What say we call him "MrExcel"!

Or, MrExcel II, affectionately known as "Junior" or "Jr." for short....?


----------



## Duane

OR,

We could call him "Cody" (as in "likes to write code").

"Cody the Excel guy"....it has appeal!


----------



## klb

Axel

or

Alexis

for all the Excel Gals!


----------



## Anne Troy

Yeah, Bill. What about that? Does it HAVE to be the XL GUY?? Can't it be the XL GIRL??


----------



## Tom Urtis

How about "X-Pert" or "Ex-pert", which has a number of positive & relevant connotations when parsed.  To make my case:

"X" - relevant to the shape of the logo.

"Pert" - as defined by my Random House unabridged dictionary: "boldly forward in speech or behavior; chic and stylish; lively; spritely; clever".

"Expert" - a complimentary adjective, especially relevant in that so many MrExcel board regulars could qualify as Excel experts in my opinion.

Also, "X-Pert" is not gender specific, so it could refer to a male or female.
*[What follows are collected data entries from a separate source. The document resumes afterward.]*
PR #4540, opened 2024-08-15
Replace test-compile (ubuntu-22.04, clang-11)

KrystalDelusion:
[test-compile (ubuntu-22.04, clang-11)](https://github.com/YosysHQ/yosys/actions/runs/10374983466/job/28755517074?pr=4537#logs) is broken as of 14/08/2024 since clang-11 and clang-12 were dropped from ubuntu-22.04.

Replace with ubuntu-20.04, which also has earlier versions of clang so we can test clang-10 instead.


mmicko (approved):
Thanks. Let's wait for CI to confirm all is fine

So, any opinions from the gallery?


----------



## RichardS

Alternative definition of Expert.
X is an unknown quantity, a spurt is a drip under pressure.


----------



## Legacy 5624

> On 2002-07-07 19:25, Dreamboat wrote:
> Yeah, Bill. What about that? Does it HAVE to be the XL GUY?? Can't it be the XL GIRL??
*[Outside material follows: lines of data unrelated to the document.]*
PR #4541, opened 2024-08-15
Resolve (some) compiler warnings

KrystalDelusion:
The test-compile.yml action ends up with a lot of warnings, e.g. [latest main run](https://github.com/YosysHQ/yosys/actions/runs/10406437503) has 47 warnings.  Many of these warnings are simple things like uninitialized/unused variables and deprecated system functions.

Assign default values to variables, add `ifdef` guards to debug variables, replace sprintf with snprintf, and replace `realloc` in the minisat library with `reallocarray` when using GCC.

This should be passing all tests (and with fewer warnings), but there might be some weird edge case compilations that I'm not aware of

### DIFF
--- a/kernel/fmt.cc
+++ b/kernel/fmt.cc
@@ -832,7 +832,7 @@ std::string Fmt::render() const
 						}
 					} else log_abort();
 					if (part.justify == FmtPart::NUMERIC && part.group && part.padding == '0') {
-						int group_size = part.base == 10 ? 3 : 4;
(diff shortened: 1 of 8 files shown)


widlarizer:
This touches fstapi which has been vendored from gtkwave. In the meantime, there seems to have been duplicated work on problems with it within yosys and in gtkwave. I see @mmicko has been involved with this before. What is the motivation for not tracking gtkwave upstream fstapi closely?

KrystalDelusion:
That is a good question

Better make that XL PERSON.


----------



## Legacy 5624

What about simply BJ ?

(Short for you know what.)


----------



## G. Marx

I rather like the name Little Willy.

I'm sure it wouldn't be long before lots of people got to know about Bill Jelen's Little Willy.


----------



## MrExcel

> On 2002-07-08 01:09, G. Marx wrote:
> I rather like the name Little Willy.
> 
> I'm sure it wouldn't be long before lots of people got to know about Bill Jelen's Little Willy.
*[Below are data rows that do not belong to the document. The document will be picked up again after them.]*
PR #4542, opened 2024-08-15
Local readthedocs

KrystalDelusion:
[Yosys ReadtheDocs](https://yosyshq.readthedocs.io/projects/yosys/en/latest/) is currently built from a separate repo, [yosys-cmd-ref](https://github.com/YosysHQ-Docs/yosys-cmd-ref).  This would occasionally lead to problems with people looking at the wrong repository for the documentation source, since yosys-cmd-ref is automatically updated from this repo with the verific runner.  This was being done since a portion of the documentation requires yosys to be compiled in order to generate, which would take too long for the ReadtheDocs builder and would generate without verific compatibility which also changes the generated documentation.

Because the verific runner would only update documentation from the main branch, the current setup also makes it more difficult to preview documentation changes for, e.g., yosys PRs.  The yosys-cmd-ref repo also ends up with a lot of code-generated images and such which get committed/updated from time to time.

This PR provides the necessary framework to allow ReadtheDocs to be built from the Yosys repository directly, making use of the [rtds-action](https://github.com/dfm/rtds-action) to create build artifacts and trigger ReadtheDocs to build using those artifacts; negating the need for a second repository.

[These docs](https://tyrtd.readthedocs.io/en/latest/) were built from [my fork](https://github.com/KrystalDelusion/yosys/tree/rtd) of this repo with all of the expected artifacts (compiled on the standard git runner without verific).  And [another example](https://tyrtd--2.org.readthedocs.build/en/2/) demonstrating how [pr previews](https://github.com/KrystalDelusion/yosys/pull/2) could work with this.

If this PR is passing all checks, it should be safe to merge into main.  The current status of the ReadtheDocs integration is that the verific runner builds and uploads the artifact needed, and can trigger the ReadtheDocs webhook to build, but ReadtheDocs rejects building because krys/rtd is not a branch that it recognises as needing to publish.  Once this gets merged into main, I suspect that the verific runner will run the merged commit, triggering the webhook from the main branch, which will then update the 'latest' version of the ReadtheDocs.  If for some reason that breaks, manually rebuilding on ReadtheDocs will continue to use the yosys-cmd-ref repo.

### DIFF
--- a/.github/workflows/test-verific.yml
+++ b/.github/workflows/test-verific.yml
@@ -47,30 +47,6 @@ jobs:
         run: |
           make install DESTDIR=${GITHUB_WORKSPACE}/.local PREFIX=
 
-      - name: Checkout Documentation
-        if: ${{ github.ref == 'refs/heads/main' }}
-        uses: actions/checkout@v4
-        with:
-          path: 'yosys-cmd-ref'
-          repository: 'YosysHQ-Docs/yosys-cmd-ref'
-          fetch-depth: 0
-          token: ${{ secrets.CI_DOCS_UPDATE_PAT }}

Based on the 50 junk e-mails in my inbox each morning, I would say the word is already out about this!

ROFLOL!


----------



## Barrie Davidson

> On 2002-07-08 05:42, MrExcel wrote:
> Based on the 50 junk e-mails in my inbox each morning, I would say the word is already out about this!
> 
> ROFLOL!



That's the spirit!!  Nothing I like better than a person who can laugh at themselves (and, yes, I count myself in that group). 

PS - Board's getting better & better, keep up your great work.

BD


----------



## Tom Urtis

OK, two more, they are my idea if people like them and my girlfriend's idea if people don't:

"Speedy"

"Xavier"

I wonder if this is what some couples go through when trying to name a new baby.  Maybe at least we're providing a social service with this thread.
_________________
Tom Urtis
This message was edited by  Tom Urtis on 2002-07-08 07:25


----------



## AJ

How about "Dim X" .


----------



## NateO

I came up with *Jethro*

due to its association with _excellence_

http://www.behindthename.com/cgi-bin/search.cgi?terms=jethro


----------



## Mark O'Brien

I'll chip in with "Max", for no other reason than it's got an "X" in it and I'm using the MAX function right now a lot.


----------



## Von Pookie

Hmmm...maybe "Cecil"?

It kind of sounds like "cell"...


----------



## Barrie Davidson

Okay, here's my two cents worth:

Nick....

named after Nick Burns the Computer Guy (Saturday Night Live skit).

Love Nick and his people skills!

BD


----------



## Sarahg

I think you should name him:

Tabe L.


----------



## Busboy

Why not name him Bill...


----------



## George J

Why not just go the whole way and call the person...

GOD!

Men assume God is male, while women know God is Female.

Who says you can't please all of the people all of the time.


----------



## Chris Davison

how about "Malcolm XL" ?



nothing political, religious, racial or whatever, just a historical proper name with the XL pun. It could also mirror the fact that we have a logo (or figurehead) that we all follow, with ever-increasing membership, with a common goal (Excel), united, where geographical borders mean nothing and our ultimate aim is to better ourselves and to help our fellow (wo)men.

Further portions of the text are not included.